Exploring the Cold Start Problem via Spotify

CS 109a Final Project

During my junior fall semester at Harvard, I took CS 109a, an introduction to Data Science. This course focused on analyzing real, messy data in order to perform predictions using statistical and machine learning models. The main topics covered in CS 109a were data collection, data management, exploratory data analysis, prediction and statistical learning, and effective communication. The final project presented an opportunity to explore each of these concepts.

For our final project, our team of three set out to explore the cold start problem by using Spotify. One of Spotify's main services is a robust music recommendation system. Spotify leverages data science and machine learning techniques to assist in the recommendation task. The popular streaming company aggregates a number of different models to generate new playlists based on a user’s musical preferences. Spotify is able to create useful recommendations based off of extensive user feedback. However, what happens if they do not have all of this information? For example, imagine a new user trying Spotify for the first time. How can Spotify make accurate recommendations with minimal user information? This is the cold start problem in terms of Spotify.

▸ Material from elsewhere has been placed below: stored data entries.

Issue #187, opened 2026-06-07
esp-hal apps crash under fast-boot when the real ROM is provisioned


w1ne:
With the ROM bins vendored (#180), `configure_xtensa_esp32s3` always loads the faithful ROM ("zero thunks") — and esp-hal app startup under FAST-BOOT then dies at `pc=0x40000300 → Exception cause=0 at pc=0x0` (esp-hal calls `rom_config_instruction_cache_mode` @0x40001a1c, which ends jumping to 0 when the ROM was entered mid-stream rather than from reset).

- rom-boot path: unaffected (tier1 esp32s3 row, brom smoke — green).
- e2e fixtures lane: worked around via `LABWIRED_ESP32S3_FASTBOOT=1` (thunk path) — those tests verify firmware logic, not boot fidelity.
- Real fix: make fast-boot under a provisioned ROM viable (pre-initialize the ROM state the cache-config routine expects, or intercept that ROM call in fast-boot mode).

Evidence: nightly run 27106553533 (ESP32-S3 Fixtures E2E), original finding in the tier1 S3 fixture report (2026-06-07).

PR #413, opened 2026-06-28
examples(h563-uds): real-bus demo + decoded-trace autocheck + nightly example smokes

w1ne:
## Why
The `stm32h5-uds-ecu` web playground demo (linked from the *Running a full ECU diagnostic check with no hardware* blog post) showed **no UDS data in the logic analyzer**. Root cause: the demo shipped a stale scripted **loopback** firmware that fails FDCAN init on the current silicon-pinned H5 model — it prints `UDS_FAIL` and halts in a `while(1)`, so **zero** CAN frames ever reach the FDCAN trace the analyzer decodes.

## What
Switch the example to the **real two-node CAN bus** that already exists in this repo: the open ISO-TP responder firmware answering the scripted `uds-tester` device declared in `system.yaml`. No loopback, no fake tester.

- Commit the built responder ELF (`examples/h563-uds-ecu/firmware/h563_uds_ecu.elf`) and point the smokes at it so they run without a cross toolchain (same pattern as the Leo example).
- **`crates/cli/tests/e2e_h563_uds.rs`** — loads the demo, runs the sim, and asserts the FDCAN trace (the exact data `fdcan_trace_snapshot()` feeds the web LogicAnalyzer) carries the `0x22 F190` request **and** the `0x62 F190` positive response. Verified it **fails on the stale ELF** ("never reached ECU_READY") and **passes on the fix**. Runs in the `cargo test --workspace` gate.
- **`scripts/example_smokes.sh`** — runs every example whose firmware ELF is available, asserts each, and reports the *uncovered* ones (no committed ELF) so the coverage gap is visible, not silent. Skips the expected-fail fidelity-bench cases (self-managed by `run-benchmark.sh`).
- **Nightly** (`core-nightly.yml`) — rebuilds the responder from source against pinned UDSLib v2.0.0 and runs the example smokes + e2e, so a firmware / library / model regression fails CI instead of the live blog.

## Verification
- `cargo test -p labwired-cli --test e2e_h563_uds` → pass; against the old ELF → fail.
- `labwired test --script examples/h563-uds-ecu/uds-smoke.yaml` → pass (full scripted diagnostic session: 0x22, multiframe 0xF1A0, NRC, session control, write/read-back, DTC, ECUReset).

## Follow-up
Most other examples are **uncovered** (cargo-built ELFs not present without a build; no e2e). The new `example_smokes.sh` + inventory are the scaffold to close that gap.

---

### Added: ESP32 e-reader de-stub (UC8151D panel + real dual-core)

Same "make the playground examples real, not stubbed" effort.

- **`fix(esp32-ereader)`** — the `labwired-ereader` board declared an `ssd1680_tricolor_290`, but the `GxEPD2_290_C90c` firmware drives **UC8151D** opcodes (PSR `0x00` / PON `0x04` / DTM1 `0x10` / DRF `0x12` / DTM2 `0x13`). SSD1680 reads `0x12` as SWRESET, so 19k SPI transactions reached the panel but `refresh_generation` stayed 0 and it never painted. Switched `system.yaml` + the native e2e to `uc8151d_tricolor_290`; the test now paints (refresh_gen=1, 1429 ink bytes).
- **`feat(esp32-wasm)`** — replaced the single-core handshake-forging stub with a genuine `XtensaLx7::new_app_cpu()` via `with_secondary_cpu`. `loopTask` now runs on a real core 1; the DPORT delivers the cross-core IPI through `Machine::step`. Forging/repin/IPI-bridge kept only as the no-secondary-CPU fallback. Verified in-browser: `get_uc8151d_framebuffer('epaper')` -> 1500 inked bytes on the real second core.

Related: #187 (ESP32 fast-boot fidelity).

### Added: real ESP-IDF heap (dropped the bump-allocator stub)

The firmware's real `multi_heap` (TLSF) allocator now runs on emulated DRAM — the `heap_caps_*` bump-allocator thunks are gone. The years-old "real heap walls" symptom (`heap_caps_malloc` returns a pointer whose first word is the rodata bytes "lock" `0x6b636f6c`, APP_CPU faults on `vector_desc->next` in `esp_intr_alloc`) turned out **not** to be an allocator bug — it was APP_CPU dual-core bring-up. With the genuine second core delivering the DPORT IPI through `Machine::step`, the real heap registers and allocates cleanly. The e2e test paints identically on the real heap (refresh_gen=1, 1429 ink; 83 thunks vs 88), and the playground wasm paints in-browser with no heap thunks.


w1ne:
Follow-up fix: enable the FDCAN1 bus clock in the responder firmware.

After rebasing onto core `main`, the demo regressed to an empty logic-analyzer trace even though the firmware printed `ECU_READY`. Root cause: core `main` added silicon-accurate clock-gating to the H563 `fdcan1` (`clock: { reg: apb1henr, bit: 9 }`, RM0481 §11.8.38). The firmware never enabled `RCC_APB1HENR.FDCAN1EN`, so out of reset the FDCAN register surface read 0 and ignored writes — the `while (CCCR & INIT)` spin saw INIT=0 and printed `ECU_READY`, but the peripheral stayed held in init and rejected every incoming frame.

Fix enables the bus-interface clock at the top of `fdcan_start()` (read-back to order it). The `e2e_h563_uds` test goes red→green on this change, and the browser logic analyzer now decodes the full exchange: ReadDataByIdentifier 0xF190 → "LABWIRED-H563-UDS", multi-frame ISO-TP (FirstFrame 603B → FlowControl → full response), plus session/DTC/routine/IO/comm/reset services (28 UDS events from 36 CAN frames).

Our project attempts to answer if it is possible to generate a likable playlist from one seed song. We develop six "cold start" models (four k-Nearest Neighbor models, two k-Means Clustering models). Each model attempts to generate a new playlist for a user given only one song as base information. We first address the motivations for the project, then we review common literature in the field. Next, we examine the data we will use. Finally we discuss and show the methods, models, and results of our project. Overall, we find that generated playlists are similar in style to a seed song suggesting that a roughly likable playlist can indeed be created with minimal user information.